Assignment -
For the data below, give the number of lines in which "failing" occurs. Include nothing besides that number.

[Stored data]
-------
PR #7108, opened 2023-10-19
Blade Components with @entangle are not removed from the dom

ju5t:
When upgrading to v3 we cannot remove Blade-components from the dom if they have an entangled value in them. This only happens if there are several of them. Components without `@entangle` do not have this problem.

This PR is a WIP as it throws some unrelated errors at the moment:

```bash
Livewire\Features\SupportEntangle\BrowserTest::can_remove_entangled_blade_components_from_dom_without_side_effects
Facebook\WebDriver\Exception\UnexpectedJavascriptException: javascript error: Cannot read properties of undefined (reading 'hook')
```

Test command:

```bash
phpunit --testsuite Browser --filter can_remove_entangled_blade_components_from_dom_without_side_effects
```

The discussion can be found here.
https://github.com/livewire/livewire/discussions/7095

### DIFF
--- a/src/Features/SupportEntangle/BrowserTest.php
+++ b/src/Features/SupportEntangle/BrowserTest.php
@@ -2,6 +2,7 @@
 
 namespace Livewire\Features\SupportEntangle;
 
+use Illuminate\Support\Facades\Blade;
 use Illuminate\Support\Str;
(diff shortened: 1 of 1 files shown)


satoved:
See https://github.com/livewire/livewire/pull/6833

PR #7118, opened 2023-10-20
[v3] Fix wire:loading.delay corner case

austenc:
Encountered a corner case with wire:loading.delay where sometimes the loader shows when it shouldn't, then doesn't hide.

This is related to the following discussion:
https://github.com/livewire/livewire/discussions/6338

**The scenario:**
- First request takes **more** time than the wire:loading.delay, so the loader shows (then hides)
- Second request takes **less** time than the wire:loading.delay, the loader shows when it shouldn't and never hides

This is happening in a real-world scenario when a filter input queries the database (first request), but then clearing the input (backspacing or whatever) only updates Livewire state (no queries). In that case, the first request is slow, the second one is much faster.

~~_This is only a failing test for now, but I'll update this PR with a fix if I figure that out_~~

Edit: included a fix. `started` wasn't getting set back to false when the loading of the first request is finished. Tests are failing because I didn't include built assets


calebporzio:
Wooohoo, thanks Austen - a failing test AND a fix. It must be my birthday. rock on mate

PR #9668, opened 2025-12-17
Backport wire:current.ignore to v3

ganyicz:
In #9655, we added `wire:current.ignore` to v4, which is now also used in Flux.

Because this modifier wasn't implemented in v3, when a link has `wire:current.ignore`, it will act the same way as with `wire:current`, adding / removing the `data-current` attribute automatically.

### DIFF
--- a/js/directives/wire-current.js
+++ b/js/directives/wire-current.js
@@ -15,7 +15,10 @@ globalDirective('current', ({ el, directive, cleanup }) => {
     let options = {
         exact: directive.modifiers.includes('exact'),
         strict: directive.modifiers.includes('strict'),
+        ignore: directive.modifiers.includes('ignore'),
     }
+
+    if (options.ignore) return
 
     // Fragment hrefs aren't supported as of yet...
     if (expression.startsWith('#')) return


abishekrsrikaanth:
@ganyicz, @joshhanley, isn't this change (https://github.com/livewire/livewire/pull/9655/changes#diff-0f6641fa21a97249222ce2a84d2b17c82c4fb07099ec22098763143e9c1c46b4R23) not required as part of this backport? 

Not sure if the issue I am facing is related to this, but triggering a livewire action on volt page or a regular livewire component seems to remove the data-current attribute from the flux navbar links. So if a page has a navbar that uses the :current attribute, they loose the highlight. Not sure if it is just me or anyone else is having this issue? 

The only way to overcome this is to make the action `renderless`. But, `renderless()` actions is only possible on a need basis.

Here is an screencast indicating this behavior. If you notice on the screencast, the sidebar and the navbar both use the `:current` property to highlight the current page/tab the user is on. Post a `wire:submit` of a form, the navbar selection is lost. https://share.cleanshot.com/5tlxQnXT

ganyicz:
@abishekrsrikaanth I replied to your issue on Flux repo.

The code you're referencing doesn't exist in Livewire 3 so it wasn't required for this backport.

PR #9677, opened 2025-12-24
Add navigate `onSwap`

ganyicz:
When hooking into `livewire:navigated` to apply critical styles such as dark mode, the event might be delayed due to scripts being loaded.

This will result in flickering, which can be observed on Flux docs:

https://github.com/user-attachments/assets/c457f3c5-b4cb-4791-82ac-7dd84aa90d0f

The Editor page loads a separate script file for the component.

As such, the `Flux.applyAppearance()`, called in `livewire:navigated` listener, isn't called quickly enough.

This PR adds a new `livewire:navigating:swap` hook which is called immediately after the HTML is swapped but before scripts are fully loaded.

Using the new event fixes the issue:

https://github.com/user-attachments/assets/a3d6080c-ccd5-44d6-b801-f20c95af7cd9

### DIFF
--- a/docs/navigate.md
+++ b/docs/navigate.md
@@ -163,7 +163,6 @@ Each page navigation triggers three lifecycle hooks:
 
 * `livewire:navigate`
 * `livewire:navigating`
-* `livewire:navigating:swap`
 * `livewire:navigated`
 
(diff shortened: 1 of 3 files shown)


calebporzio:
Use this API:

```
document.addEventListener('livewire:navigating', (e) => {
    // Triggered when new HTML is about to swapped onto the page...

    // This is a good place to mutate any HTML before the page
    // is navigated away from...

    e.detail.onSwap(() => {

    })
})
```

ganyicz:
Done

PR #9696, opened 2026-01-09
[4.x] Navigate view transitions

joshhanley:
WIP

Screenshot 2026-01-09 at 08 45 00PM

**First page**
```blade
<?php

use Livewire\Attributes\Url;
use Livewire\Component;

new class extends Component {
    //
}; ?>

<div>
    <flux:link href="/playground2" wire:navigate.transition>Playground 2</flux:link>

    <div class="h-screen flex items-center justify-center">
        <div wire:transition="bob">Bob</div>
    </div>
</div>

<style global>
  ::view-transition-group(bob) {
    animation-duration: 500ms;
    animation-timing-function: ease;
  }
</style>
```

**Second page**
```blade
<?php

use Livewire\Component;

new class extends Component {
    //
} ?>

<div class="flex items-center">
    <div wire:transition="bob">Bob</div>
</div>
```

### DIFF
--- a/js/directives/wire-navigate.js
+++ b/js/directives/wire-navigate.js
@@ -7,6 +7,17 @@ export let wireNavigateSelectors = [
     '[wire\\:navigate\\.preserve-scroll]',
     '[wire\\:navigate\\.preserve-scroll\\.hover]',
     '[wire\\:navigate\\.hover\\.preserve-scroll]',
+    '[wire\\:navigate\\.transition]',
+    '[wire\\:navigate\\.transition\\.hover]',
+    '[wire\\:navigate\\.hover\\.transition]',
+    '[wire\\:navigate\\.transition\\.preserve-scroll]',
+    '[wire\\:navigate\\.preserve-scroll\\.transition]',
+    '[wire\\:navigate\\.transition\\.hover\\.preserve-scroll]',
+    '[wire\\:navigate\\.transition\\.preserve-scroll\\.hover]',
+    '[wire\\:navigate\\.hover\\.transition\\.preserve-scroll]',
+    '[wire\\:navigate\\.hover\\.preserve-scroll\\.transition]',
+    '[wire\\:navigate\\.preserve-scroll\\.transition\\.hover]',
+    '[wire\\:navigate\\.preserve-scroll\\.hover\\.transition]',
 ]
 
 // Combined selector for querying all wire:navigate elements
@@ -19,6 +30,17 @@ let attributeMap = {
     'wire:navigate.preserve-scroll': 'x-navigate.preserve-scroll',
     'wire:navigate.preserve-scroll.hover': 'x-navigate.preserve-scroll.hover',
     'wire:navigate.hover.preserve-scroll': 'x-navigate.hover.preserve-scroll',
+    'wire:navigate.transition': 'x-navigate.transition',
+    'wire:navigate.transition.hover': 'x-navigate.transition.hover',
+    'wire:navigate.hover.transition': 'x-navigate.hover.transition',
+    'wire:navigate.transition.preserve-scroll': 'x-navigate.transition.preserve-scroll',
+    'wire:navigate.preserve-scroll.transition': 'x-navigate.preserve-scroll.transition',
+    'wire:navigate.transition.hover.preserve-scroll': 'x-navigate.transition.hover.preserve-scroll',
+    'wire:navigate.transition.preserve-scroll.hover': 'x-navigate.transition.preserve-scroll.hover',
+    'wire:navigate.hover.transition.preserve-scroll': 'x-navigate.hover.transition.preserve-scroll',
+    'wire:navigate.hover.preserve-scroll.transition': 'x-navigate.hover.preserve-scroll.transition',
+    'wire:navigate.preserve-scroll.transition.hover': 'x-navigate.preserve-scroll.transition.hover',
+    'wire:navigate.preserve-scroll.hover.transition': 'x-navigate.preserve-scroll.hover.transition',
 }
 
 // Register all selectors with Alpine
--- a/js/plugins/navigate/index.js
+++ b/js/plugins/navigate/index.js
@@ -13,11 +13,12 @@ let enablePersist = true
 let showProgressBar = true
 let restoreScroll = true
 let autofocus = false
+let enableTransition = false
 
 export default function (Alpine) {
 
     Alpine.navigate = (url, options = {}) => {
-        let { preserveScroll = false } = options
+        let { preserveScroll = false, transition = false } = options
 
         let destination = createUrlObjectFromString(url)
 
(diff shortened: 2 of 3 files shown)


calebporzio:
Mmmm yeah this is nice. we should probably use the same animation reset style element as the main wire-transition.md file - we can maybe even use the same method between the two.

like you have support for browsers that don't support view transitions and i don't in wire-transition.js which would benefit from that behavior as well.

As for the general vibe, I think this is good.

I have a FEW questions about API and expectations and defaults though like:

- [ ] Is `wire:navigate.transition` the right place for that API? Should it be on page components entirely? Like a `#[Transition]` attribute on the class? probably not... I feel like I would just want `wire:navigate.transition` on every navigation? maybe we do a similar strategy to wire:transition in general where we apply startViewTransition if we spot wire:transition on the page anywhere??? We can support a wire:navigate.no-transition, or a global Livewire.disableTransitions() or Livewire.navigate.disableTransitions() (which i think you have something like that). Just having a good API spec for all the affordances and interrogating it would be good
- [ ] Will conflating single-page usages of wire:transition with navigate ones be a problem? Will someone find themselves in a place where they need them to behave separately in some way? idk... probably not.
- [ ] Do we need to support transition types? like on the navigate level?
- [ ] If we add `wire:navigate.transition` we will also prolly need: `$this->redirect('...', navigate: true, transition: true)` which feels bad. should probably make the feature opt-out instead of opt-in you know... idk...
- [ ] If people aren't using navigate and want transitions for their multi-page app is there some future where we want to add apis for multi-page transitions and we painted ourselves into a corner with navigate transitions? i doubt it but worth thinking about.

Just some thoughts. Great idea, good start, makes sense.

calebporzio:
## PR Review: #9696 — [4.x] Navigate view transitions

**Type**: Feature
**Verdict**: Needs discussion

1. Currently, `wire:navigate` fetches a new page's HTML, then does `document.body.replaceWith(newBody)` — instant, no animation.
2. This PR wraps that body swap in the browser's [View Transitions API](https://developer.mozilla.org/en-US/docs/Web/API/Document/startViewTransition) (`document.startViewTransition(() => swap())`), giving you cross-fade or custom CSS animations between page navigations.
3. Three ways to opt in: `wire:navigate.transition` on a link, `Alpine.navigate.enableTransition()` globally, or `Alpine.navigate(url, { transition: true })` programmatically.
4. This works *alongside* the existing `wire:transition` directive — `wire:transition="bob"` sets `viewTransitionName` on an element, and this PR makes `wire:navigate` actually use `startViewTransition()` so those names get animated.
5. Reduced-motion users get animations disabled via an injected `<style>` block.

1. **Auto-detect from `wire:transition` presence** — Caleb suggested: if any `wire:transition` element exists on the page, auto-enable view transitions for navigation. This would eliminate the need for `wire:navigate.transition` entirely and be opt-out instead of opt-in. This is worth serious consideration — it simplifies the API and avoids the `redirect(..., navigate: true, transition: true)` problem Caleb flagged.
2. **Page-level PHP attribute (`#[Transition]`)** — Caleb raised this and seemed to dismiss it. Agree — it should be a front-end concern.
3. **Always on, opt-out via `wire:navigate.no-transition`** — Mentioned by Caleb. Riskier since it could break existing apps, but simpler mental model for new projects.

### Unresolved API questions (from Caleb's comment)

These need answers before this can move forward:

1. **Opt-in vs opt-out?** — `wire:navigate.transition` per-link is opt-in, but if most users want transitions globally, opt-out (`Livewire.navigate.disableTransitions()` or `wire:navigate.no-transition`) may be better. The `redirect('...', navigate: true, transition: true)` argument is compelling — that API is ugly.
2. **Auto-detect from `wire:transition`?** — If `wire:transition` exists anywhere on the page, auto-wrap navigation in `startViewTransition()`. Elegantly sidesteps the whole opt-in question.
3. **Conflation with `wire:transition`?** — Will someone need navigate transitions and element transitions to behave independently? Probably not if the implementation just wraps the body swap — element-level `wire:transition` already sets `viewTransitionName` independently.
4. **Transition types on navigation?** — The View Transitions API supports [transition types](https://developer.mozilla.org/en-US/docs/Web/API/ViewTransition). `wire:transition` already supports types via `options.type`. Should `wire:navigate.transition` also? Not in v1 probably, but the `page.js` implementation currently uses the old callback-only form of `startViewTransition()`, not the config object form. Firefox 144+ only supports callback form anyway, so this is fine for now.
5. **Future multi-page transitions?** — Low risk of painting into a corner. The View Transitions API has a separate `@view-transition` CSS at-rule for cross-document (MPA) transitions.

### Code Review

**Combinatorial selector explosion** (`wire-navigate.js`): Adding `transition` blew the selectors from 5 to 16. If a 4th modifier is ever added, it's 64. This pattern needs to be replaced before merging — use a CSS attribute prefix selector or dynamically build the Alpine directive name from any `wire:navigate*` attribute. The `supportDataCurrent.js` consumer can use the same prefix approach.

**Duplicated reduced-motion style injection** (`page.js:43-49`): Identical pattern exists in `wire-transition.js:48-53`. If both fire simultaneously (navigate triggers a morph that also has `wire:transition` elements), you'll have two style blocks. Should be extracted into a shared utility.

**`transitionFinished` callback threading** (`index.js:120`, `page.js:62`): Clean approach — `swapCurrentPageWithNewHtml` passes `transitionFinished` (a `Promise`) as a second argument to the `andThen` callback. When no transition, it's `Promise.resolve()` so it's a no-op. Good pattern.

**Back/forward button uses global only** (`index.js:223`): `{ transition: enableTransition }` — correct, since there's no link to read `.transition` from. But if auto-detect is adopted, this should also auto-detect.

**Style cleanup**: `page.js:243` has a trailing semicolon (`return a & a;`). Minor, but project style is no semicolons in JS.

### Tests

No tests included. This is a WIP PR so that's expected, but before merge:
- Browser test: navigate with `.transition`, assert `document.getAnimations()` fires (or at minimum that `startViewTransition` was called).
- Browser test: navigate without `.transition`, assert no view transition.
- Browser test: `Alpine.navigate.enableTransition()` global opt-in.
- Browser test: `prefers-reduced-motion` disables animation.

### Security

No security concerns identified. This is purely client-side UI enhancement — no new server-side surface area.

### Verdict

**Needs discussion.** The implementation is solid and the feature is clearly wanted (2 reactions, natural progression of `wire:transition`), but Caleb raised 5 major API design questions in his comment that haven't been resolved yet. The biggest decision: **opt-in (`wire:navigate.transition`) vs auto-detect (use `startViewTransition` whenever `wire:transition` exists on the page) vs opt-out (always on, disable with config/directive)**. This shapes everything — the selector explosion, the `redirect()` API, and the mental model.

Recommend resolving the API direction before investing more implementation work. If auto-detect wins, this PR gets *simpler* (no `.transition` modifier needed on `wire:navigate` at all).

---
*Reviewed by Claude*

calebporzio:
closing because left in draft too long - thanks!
-------
Task solution -
3